Normaal gezien kon ik nu mijn HMS Rodney beginnen spuiten, want die is ei zo na afgewerkt. Ik moet echter een week op verplaatsing naar Oostende, waarbij ik niet de beschikking heb over schildergerei. Gelukkig heb ik onlangs geïnvesteerd in een goeie hobbybak die ik gemakkelijk overal mee naartoe kan nemen. Daarom ben ik nu in staat om toch alvast het plakwerk te doen aan één van de kitjes waar ik al een tijdje op gebrand was om ermee aan de slag te gaan. Het gaat om dit:
Dit is de verlengde versie van de Duitse Wiesel I APC, die met de helikopter vervoerd kon worden. Deze versie 1 was ook wat lager en had hierdoor betere luchttransportcapaciteiten dan de Wiesel II, maar was niet geschikt als basis voor verschillende taken die door versie II nu mogelijk zijn, zoals deze raketlanceerder, het commandovoertuig, de radareenheid, personeelscarrier, ambulance en zelfs mortiercarrier (hoewel bij dit laatste experiment het gestel van de tank extra zwaar belast wordt). Al deze taken kunnen dus door een mobiele pantserbrigade uitgevoerd worden in plaats van dat hiervoor infanterietroepen moeten worden ingezet. De Wiesel II heeft de volgende technische gegevens:
Gewicht: van 2.75 tot 4.78 ton
Lengte: Wiesel 1: 3.55 meter Wiesel 2: 4.78 meter
Breedte: Wiesel 1: 1.82 meter Wiesel 2: 1.87 meter
Hoogte: Wiesel 1: 1.82 meter Wiesel 2: 2.17 meter
Crew: 2 of 3
Motor: 2.1 L Audi 5-cylinder in-line turbo-diesel met intercooler en directe injectie
Vermogen: Wiesel 1: 64 kW (86 pk) Wiesel 2: 81 kW (109 pk)
Bereik: 200 km
Snelheid: 70 km per uur (buiten oorlogssituaties beperkt tot 50)

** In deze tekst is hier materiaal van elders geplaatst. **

PR #1461, opened 2022-12-20
IGNITE-18079 Integrate RAFT streaming snapshots

rpuch:
https://issues.apache.org/jira/browse/IGNITE-18079


modules/runner/src/integrationTest/java/org/apache/ignite/internal/raftsnapshot/ItTableRaftSnapshotsTest.java
```diff
@@ -0,0 +1,781 @@
...
+import org.junit.jupiter.api.TestInfo;
+import org.junit.jupiter.api.Timeout;
+import org.junit.jupiter.api.extension.ExtendWith;
+import org.junit.jupiter.params.ParameterizedTest;
+import org.junit.jupiter.params.provider.ValueSource;
+
+@SuppressWarnings("resource")
+@ExtendWith(WorkDirectoryExtension.class)
+@Timeout(60)
+class ItTableRaftSnapshotsTest {
```
tkalkirill, line 98: Why do't use `org.apache.ignite.internal.AbstractClusterIntegrationTest` ?

There is no documentation for methods and tests and it is quite clear to me what is being tested and what we expect, please add documentation.

modules/runner/src/integrationTest/java/org/apache/ignite/internal/raftsnapshot/ItTableRaftSnapshotsTest.java
```diff
@@ -0,0 +1,781 @@
...
+    void shutdownCluster() {
+        cluster.shutdown();
+    }
+
+    private Path nodeWorkDir(String nodeName) {
+        return workDir.resolve(nodeName);
+    }
+
+    @Test
+    void snapshotReadOnRestartWorksCorrectly() {
```
tkalkirill, line 125: Don't quite understand what is being tested here? more like local recovery.

modules/runner/src/integrationTest/java/org/apache/ignite/internal/raftsnapshot/ItTableRaftSnapshotsTest.java
```diff
@@ -0,0 +1,781 @@
...
+            knockout.reanimateNode(nodeIndex, this);
+
+            knockedOutIndices.remove(nodeIndex);
+        }
+    }
+
+    /**
+     * A way to make a node be separated from a cluster and stop receiving updates.
+     */
+    private enum NodeKnockout {
```
tkalkirill, line 727: Why enum and not just methods and functions?

modules/cluster-management/src/integrationTest/java/org/apache/ignite/internal/cluster/management/MockNode.java
```diff
@@ -77,7 +82,13 @@ private void init(int port) throws IOException {
 
         this.clusterService = ClusterServiceTestUtils.clusterService(testInfo, port, nodeFinder);
 
-        Loza raftManager = new Loza(clusterService, null, workDir, new HybridClockImpl());
+        RaftConfiguration raftConfiguration = mock(RaftConfiguration.class);
```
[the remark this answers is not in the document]
rpuch: To the constructor of `MockNode`? Because it's not needed now. The only reason it's passed here is to avoid an NPE.

modules/runner/src/integrationTest/java/org/apache/ignite/internal/raftsnapshot/ItTableRaftSnapshotsTest.java
```diff
@@ -0,0 +1,781 @@
...
+
+@SuppressWarnings("resource")
+@ExtendWith(WorkDirectoryExtension.class)
+@Timeout(60)
+class ItTableRaftSnapshotsTest {
+    private static final IgniteLogger LOG = Loggers.forClass(ItTableRaftSnapshotsTest.class);
+
+    private static final int QUERY_TIMEOUT_MS = 10_000;
+
+    private static final String DEFAULT_STORAGE_ENGINE = RocksDbStorageEngine.ENGINE_NAME;
```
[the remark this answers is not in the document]
rpuch: There is a test that is run for all storages. But it does not seem reasonable to do this for all tests, as otherwise we'll have too many tests, but this will not add value.

modules/runner/src/integrationTest/java/org/apache/ignite/internal/raftsnapshot/ItTableRaftSnapshotsTest.java
rpuch: To make it usable with `@ParameterizedTest` via `@EnumSource`

modules/network/src/main/java/org/apache/ignite/network/DefaultMessagingService.java
```diff
@@ -275,7 +280,13 @@ private void sendToSelf(NetworkMessage msg, @Nullable Long correlationId) {
      */
     private void onMessage(InNetworkObject obj) {
         if (isInNetworkThread()) {
-            inboundExecutor.execute(() -> onMessage(obj));
+            inboundExecutor.execute(() -> {
+                try {
+                    onMessage(obj);
+                } catch (RuntimeException e) {
+                    LOG.warn("onMessage() failed while processing " + obj.message() + " from " + obj.consistentId(), e);
```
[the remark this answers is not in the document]
rpuch: Switched it to `{}` style, added a guard to only do this work when the corresponding logging level is enabled. Switched the level to INFO (because we need to see these messages, at least during the active development phase, this really helps in debugging faulty runs on TC).

modules/runner/src/integrationTest/java/org/apache/ignite/internal/raftsnapshot/ItTableRaftSnapshotsTest.java
rpuch: JRaft 'reads' a snapshot on start, this method tested that this 'read' happens successfully. But you are right, this is also tested elsewhere. Removed the test.

modules/runner/src/integrationTest/java/org/apache/ignite/internal/raftsnapshot/ItTableRaftSnapshotsTest.java
rpuch: `AbstractClusterIntegrationTest` is more rigid, it starts and inits the cluster in a `@BeforeEach` method. Here, we need more control on when and how many nodes are started.

Added javadocs, please let me know if something else should be added.

tkalkirill: I see that your code and `AbstractClusterIntegrationTest` are very similar, and you need to combine them, for example, put `Cluster` in a separate class and use it in these classes.

modules/cluster-management/src/integrationTest/java/org/apache/ignite/internal/cluster/management/MockNode.java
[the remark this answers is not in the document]
rpuch: Currently, only 3 tests use `MockNode`. Neither of them needs to pass configuration, so only the constructor that does not accept the configuration and just mocks it is used. So if I add the second constructor (that accepts `RaftConfiguration`), this constructor will simply not be used at all. I think we should not add what we don't need yet. If we need it in the future, we'll add that constructor.

modules/configuration/src/testFixtures/java/org/apache/ignite/internal/configuration/testframework/ConfigurationExtension.java
```diff
@@ -273,7 +274,7 @@ private static Object cfgValue(
         );
 
         // RootKey must be mocked, there's no way to instantiate it using a public constructor.
-        RootKey rootKey = mock(RootKey.class);
+        RootKey rootKey = mock(RootKey.class, withSettings().lenient());
```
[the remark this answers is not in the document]
rpuch: Without `lenient`, a test (unrelated to this PR) started failing. It happened because I had to add `@ExtendWith(ConfigurationExtension)`.

The mock `RootKey` has to be lenient so that it does not fail a test in which any of the mocked method is not called.

modules/network/src/main/java/org/apache/ignite/network/DefaultMessagingService.java
```diff
@@ -402,7 +419,8 @@ public void stop() {
 
     /**
      * Installs a predicate, it will be consulted with for each message being sent; when it returns {@code true}, the
-     * message will be silently dropped (it will not be sent, the corresponding future will never complete).
+     * message will be dropped (it will not be sent; the corresponding future will time out soon for {@code invoke()} methods
```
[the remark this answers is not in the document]
rpuch: 'invoke' is different from 'send' in that it has `timeout` parameter, so, if the recipient never responds, a timeout happens sooner or later. For 'send', this is not the case: if the recipient never responds, the future just hangs forever.

modules/runner/src/integrationTest/java/org/apache/ignite/internal/raftsnapshot/ItTableRaftSnapshotsTest.java
rpuch: I made `Cluster` a top-level class and prepared it for being used by `AbstractClusterIntegrationTest`, but migrating the test (and its subclasses) to use `Cluster` requires some work that is out of scope of this PR, so I created a ticket https://issues.apache.org/jira/browse/IGNITE-18465 and mentioned it in TODOs.

modules/network/src/main/java/org/apache/ignite/network/DefaultMessagingService.java
```diff
@@ -275,7 +280,19 @@ private void sendToSelf(NetworkMessage msg, @Nullable Long correlationId) {
      */
     private void onMessage(InNetworkObject obj) {
         if (isInNetworkThread()) {
-            inboundExecutor.execute(() -> onMessage(obj));
+            inboundExecutor.execute(() -> {
+                try {
+                    onMessage(obj);
+                } catch (Throwable e) {
+                    if (LOG.isInfoEnabled()) {
+                        LOG.info("onMessage() failed while processing {} from {}", e, obj.message(), obj.consistentId());
```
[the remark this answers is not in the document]
rpuch: Changed this to `error()` as this is actually an error.

modules/configuration/src/testFixtures/java/org/apache/ignite/internal/configuration/testframework/ConfigurationExtension.java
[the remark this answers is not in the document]
tkalkirill: I do not quite understand how tests can fall if methods are not called?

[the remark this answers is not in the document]
tkalkirill: I added an `@ExtendWith(ConfigurationExtension.class)` for `org.apache.ignite.internal.tx.storage.state.test.TestTxStateStorageTest` and nothing fell in my pr.

modules/raft-api/src/main/java/org/apache/ignite/internal/raft/configuration/RaftConfigurationSchema.java
```diff
@@ -20,13 +20,18 @@
...
 
 /**
  * Raft configuration schema.
  */
 @SuppressWarnings("PMD.UnusedPrivateField")
 @ConfigurationRoot(rootName = "raft", type = ConfigurationType.LOCAL)
 public class RaftConfigurationSchema {
+    /** RPC Timeout for InstallSnapshot request (in milliseconds). */
+    @Value(hasDefault = true)
+    public int rpcInstallSnapshotTimeout = 5 * 60 * 1000;
```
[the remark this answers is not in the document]
tkalkirill: Will this be enough time if the partitions are large enough, for example 50 GB?

modules/runner/src/integrationTest/java/org/apache/ignite/internal/Cluster.java
```diff
@@ -0,0 +1,346 @@
...
+import org.apache.ignite.raft.jraft.util.concurrent.ConcurrentHashSet;
+import org.apache.ignite.sql.Session;
+import org.jetbrains.annotations.Nullable;
+import org.junit.jupiter.api.TestInfo;
+
+/**
+ * Cluster of nodes used for testing.
+ */
+@SuppressWarnings("resource")
+public class Cluster {
```
tkalkirill, line 59: I think this class should be in `testFixtures`.

modules/runner/src/integrationTest/java/org/apache/ignite/internal/Cluster.java
```diff
@@ -0,0 +1,346 @@
...
+    private final Path workDir;
+
+    private final String nodeBootstrapConfig;
+
+    /** Cluster nodes. */
+    private final List<IgniteImpl> nodes = new CopyOnWriteArrayList<>();
+
+    private volatile boolean started = false;
+
+    /** Indices of nodes that have been knocked out. */
```
tkalkirill, line 81: For me it sounds like SQL indices, I think it can be reformulated.

modules/runner/src/integrationTest/java/org/apache/ignite/internal/Cluster.java
```diff
@@ -0,0 +1,346 @@
...
+        String config = IgniteStringFormatter.format(nodeBootstrapConfig, BASE_PORT + nodeIndex, CONNECT_NODE_ADDR);
+
+        return IgnitionManager.start(nodeName, config, workDir.resolve(nodeName))
+                .thenApply(IgniteImpl.class::cast);
+    }
+
+    /**
+     * Returns an Ignite node (a member of the cluster) by its index.
+     */
+    public IgniteImpl node(int index) {
```
tkalkirill, line 132:
```suggestion
    public @Nullable IgniteImpl node(int index) {
```

modules/runner/src/integrationTest/java/org/apache/ignite/internal/Cluster.java
```diff
@@ -0,0 +1,346 @@
...
+        return nodes.get(index);
+    }
+
+    /**
+     * Returns a node that is not stopped and not knocked out (so it can be used to interact with the cluster).
+     */
+    public IgniteImpl entryNode() {
```
tkalkirill, line 139: Not quite the right name.

modules/runner/src/integrationTest/java/org/apache/ignite/internal/Cluster.java
```diff
@@ -0,0 +1,346 @@
...
+            newIgniteNode = startClusterNode(index).get(10, TimeUnit.SECONDS);
+        } catch (InterruptedException e) {
+            Thread.currentThread().interrupt();
+
+            throw new RuntimeException(e);
+        } catch (ExecutionException | TimeoutException e) {
+            throw new RuntimeException(e);
+        }
+
+        nodes.set(index, newIgniteNode);
```
tkalkirill, line 168: If memory serves me right, then if the list is smaller than the index, then there will be an error.

modules/runner/src/integrationTest/java/org/apache/ignite/internal/Cluster.java
```diff
@@ -0,0 +1,346 @@
...
+
+        return newIgniteNode;
+    }
+
+    /**
+     * Stops a node by index.
+     *
+     * @param index Node index in the cluster.
+     */
+    public void stopNode(int index) {
```
tkalkirill, line 178: What happens if there is no node?

modules/runner/src/integrationTest/java/org/apache/ignite/internal/Cluster.java
```diff
@@ -0,0 +1,346 @@
...
+        nodes.set(index, null);
+    }
+
+    /**
+     * Restarts a node by index.
+     *
+     * @param index Node index in the cluster.
+     * @return New node.
+     */
+    public IgniteImpl restartNode(int index) {
```
tkalkirill, line 190: What happens if there is no node?

modules/runner/src/integrationTest/java/org/apache/ignite/internal/raftsnapshot/ItTableRaftSnapshotsTest.java
```diff
@@ -0,0 +1,637 @@
...
+            + "  \"raft\": {"
+            + "    \"rpcInstallSnapshotTimeout\": 10000"
+            + "  }"
+            + "}";
+
+    /**
+     * Marker that instructs to create a table with the default storage engine. Used in tests that are indifferent
+     * to a storage engine used.
+     */
+    private static final String DEFAULT_STORAGE_ENGINE = "<default>";
```
tkalkirill, line 118: We do not need to specify the default engine, it is already applied.

modules/runner/src/integrationTest/java/org/apache/ignite/internal/raftsnapshot/ItTableRaftSnapshotsTest.java
```diff
@@ -0,0 +1,637 @@
...
+    void createCluster(TestInfo testInfo) {
+        cluster = new Cluster(testInfo, workDir, NODE_BOOTSTRAP_CFG);
+    }
+
+    @AfterEach
+    void shutdownCluster() {
+        cluster.shutdown();
+    }
+
+    private void doInSession(int nodeIndex, Consumer<Session> action) {
```
tkalkirill, line 140: I think it will be useful to move methods `doInSession` and executeUpdate' to `Cluster`.

modules/runner/src/integrationTest/java/org/apache/ignite/internal/Cluster.java
rpuch: Any suggestions?

modules/raft-api/src/main/java/org/apache/ignite/internal/raft/configuration/RaftConfigurationSchema.java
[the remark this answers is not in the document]
rpuch: 5 minutes is the JRaft default. Added a TODO to think about this default.

modules/runner/src/integrationTest/java/org/apache/ignite/internal/Cluster.java
rpuch: `testFixtures` contains classes that might be needed by tests in other modules. `Cluster` is defined in `runner`, and no module depends on it (and probably no module *can* depend on it, `runner` is designed to be on the top of the hierarchy). So there will be no tests in other modules that will need to use `testFixtures` from `runner`, so `testFixtures` is simply not needed here.

modules/runner/src/integrationTest/java/org/apache/ignite/internal/Cluster.java
rpuch: Renamed the field to make it more explicit

modules/runner/src/integrationTest/java/org/apache/ignite/internal/Cluster.java
rpuch: This method should never return `null`, added a check

modules/runner/src/integrationTest/java/org/apache/ignite/internal/raftsnapshot/ItTableRaftSnapshotsTest.java
rpuch: Discussed in private. Added a TODO to address a problem of forgetting a storage engine.

modules/runner/src/integrationTest/java/org/apache/ignite/internal/raftsnapshot/ItTableRaftSnapshotsTest.java
rpuch: Moved the methods

modules/configuration/src/testFixtures/java/org/apache/ignite/internal/configuration/testframework/ConfigurationExtension.java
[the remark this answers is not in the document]
rpuch: Take a look at `ItRaftGroupServiceTest`: it will fail if you remove `lenient()`. https://ci.ignite.apache.org/buildConfiguration/ApacheIgnite3xGradle_Test_RunAllTests/6982075?hideProblemsFromDependencies=false&hideTestsFromDependencies=false&pluginCoverage=true&expandCode+Inspection=true&expandBuildChangesSection=true&expandBuildTestsSection=true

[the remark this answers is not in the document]
tkalkirill: It turns out interesting, locally I can not reproduce.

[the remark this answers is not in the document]
rpuch: It reproduces easily on my machine in this branch

modules/runner/src/integrationTest/java/org/apache/ignite/internal/Cluster.java
rpuch: Renamed to `aliveNode()`; also, renamed `aliveNodes()` to `runningNodes()` to avoid confusion

modules/network/src/main/java/org/apache/ignite/network/DefaultMessagingService.java
```diff
@@ -201,6 +201,11 @@ private CompletableFuture<NetworkMessage> invoke0(ClusterNode recipient, Network
             return failedFuture(new NodeStoppingException());
         }
 
+        BiPredicate<String, NetworkMessage> dropMessage = dropMessagePredicate;
```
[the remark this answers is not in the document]
rpuch: Added TODOs to remove/move this code

modules/cluster-management/src/integrationTest/java/org/apache/ignite/internal/cluster/management/MockNode.java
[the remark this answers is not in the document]
rpuch: Discussed privately, decided to leave it as is for now

ibessonov (approved):

ibessonov (approved):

Deze configuratie, de LeFlaSys Ozelot, heeft vier Stinger-raketten in een lanceersysteem dat opgevouwen kan worden voor betere transporteerbaarheid. De lancering kan uitgevoerd worden via een link met het controlevoertuig wanneer er een batterij van meerdere systemen samen opereert, ofwel van in het voertuig. Men kan zelfs de lanceringsmodule uit het voertuig halen en tot 50 meter verderop verplaatsen om van op een veilige afstand te werken. Het bereik van de raket is zo'n zes kilometer. De bemanning kan via een laaddeur achteraan het voertuig verlaten en de commandant moet zijn stoel negentig graden draaien om de consoles te bedienen.
Hoe heeft Revell dat alles nu aangepakt? Laten we eens kijken.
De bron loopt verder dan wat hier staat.